- **Work to complete**
From the data, copy out every line in which the word "pjnz" appears.

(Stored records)
Issue #52, opened 2024-06-14
Expose the child model from the Python bindings


r-ash:
This is what we will want to run eventually, but just exposed the adult model for the time being as we get things running.

Will need to
* Add test data
* Update the bindings

PR #61, opened 2024-06-18
Tidy up the test test scripts in preparation for adding the child model

r-ash:
This PR build on #60 and should be reviewed after that. This sets up the and tidies the test data we need for #52 but doesn't expose the child model yet. That will be in the next PR

This PR will
* Update the test data and ensure standalone test data is consistent with the other test data. If you run `./scripts/create_test_data.R` or `./scripts/update_standalone_data` after this PR it shouldn't update any of the existing files
* Store the standalone test data in github in a compressed format, wanted to do this so when we add the data for testing child model it isn't quite as big in github

Started pulling this thread when I was thinking about how to test the child model via python. With the current adult model I am using the standalone data. This PR is about updating that standalone test data, improving how we are storing it a bit. Fixing the inconsistent standalone and test data on disk.


scripts/read_spectrum.R
```diff
@@ -290,8 +290,8 @@ prepare_hc_leapfrog_projp <- function(pjnz, params, pop_1){
 
   #cd4
   wlhiv_cd4 <- array(as.numeric(unlist(dpsub("<CD4Distribution15_49 MV2>", 19:25, timedat.idx))), dim = c(7,length(timedat.idx)))
-  v$prop_gte350 <- colSums(wlhiv_cd4[1:2,]) / colSums(wlhiv_cd4)
-  v$prop_lt200 <- colSums(wlhiv_cd4[5:7,]) / colSums(wlhiv_cd4)
+  v$prop_gte350 <- ifelse(colSums(wlhiv_cd4) == 0, 0, colSums(wlhiv_cd4[1:2,]) / colSums(wlhiv_cd4))
+  v$prop_lt200 <- ifelse(colSums(wlhiv_cd4) == 0, 0, colSums(wlhiv_cd4[5:7,]) / colSums(wlhiv_cd4))
```
r-ash, line 294: This was producing NaNs for first few entries, have set these to 0 instead

M-Kusumgar (commented):
Code looks good but when I ran the `create_test_data.R` script the `child_parms.rds` in the test data showed up as modified, im assuming this shouldnt be the case?

r-ash:
> Code looks good but when I ran the `create_test_data.R` script the `child_parms.rds` in the test data showed up as modified, im assuming this shouldnt be the case?
> 
> Can confirm the child parms dont change after the first time I run the script so perhaps you just forgot to commit that?

Oh that's a bit weird, it doesn't for me? Definitely the `rds` file? Not the zip? And after a fresh install?

PR #62, opened 2024-06-21
Expose the child model via python bindings

### LINKED ISSUE #52: Expose the child model from the Python bindings

r-ash:
This PR exposes the child model via the python interface. Closes #52 

Couple of things to note:
* I also tidy a bit of the `OwnedData` interface so only specific ctors are enabled in the compiled code depending on if `OwnedData` is true or false.
* I've updated all the State types to be Eigen::Tensors or Eigen::TensorMaps. We want to be able to pass a reference type for the State when running via Python. But we had a couple of state members which were just a `real_type`. I've updated these to an eigen type so we can pass the container type. Note that when using them you'll need to select the first element `(0)`
* There is still a difference between the model in R and python. I'm not sure where this is coming from as I think the data is the same. I'll dig into this at a later point.


scripts/read_spectrum.R
```diff
@@ -112,8 +112,7 @@ prepare_hc_leapfrog_projp <- function(pjnz, params, pop_1){
 
   ## pull in ART coverage numbers
   art = input_childart(pjnz)
-  v$artpaeds_isperc <- art$art_ispercent[2,]
-  v$artpaeds_isperc[] <- as.integer(ifelse(art$art_ispercent[2,] == FALSE, 0, 1))
+  v$artpaeds_isperc <- as.integer(vapply(art$art_ispercent[2,], isTRUE, logical(1)))
```
r-ash, line 115: This was previously introducing NAs. Note:

```
> NA == FALSE
[1] NA
```

You can use `isFALSE`, `isTRUE` for this 

```
> isTRUE(NA)
[1] FALSE
> isTRUE(FALSE)
[1] FALSE
> isTRUE(TRUE)
[1] TRUE
> isTRUE(c(1, 2, 3))
[1] FALSE
> isTRUE(1)
[1] FALSE
```

M-Kusumgar (approved):
LGTM, i like the simplification of using a tensor to represent a real honestly!

scripts/read_spectrum.R
rlglaubius: I'm not sure why art_ispercent would have NAs in it "ChildARTByAgeGroupPerNum MV2" should have five rows (cotrim, 0-14 ART, 0-4 ART, 5-9 ART, 10-14 ART) with values 0 or 1 by year. Is it possible the NAs are introduced when reading an older Spectrum file ("MV" instead of "MV2"?). If so, we probably need to address that instead of crushing NA's at this stage of processing.

r-ash: Thanks! Good spot, so we were reading from the correct tag but NAs were being introduced as we had mixed types. First few columns were characters and next were numeric. Then we were trying to do a as.logical on this column by column which doesn't work for character types.

```
as.logical("0")
[1] NA
```

I've updated this so actually addressing the root cause instead of patching it up here.

I've updated to using type-safe vapply too instead of sapply. 

I've re-run the `./scripts/create_test_data.R` script with this new code and nothing has changed in the rds. So I think this has sorted it.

- **Exercise output**
@@ -290,8 +290,8 @@ prepare_hc_leapfrog_projp <- function(pjnz, params, pop_1){
@@ -112,8 +112,7 @@ prepare_hc_leapfrog_projp <- function(pjnz, params, pop_1){
   art = input_childart(pjnz)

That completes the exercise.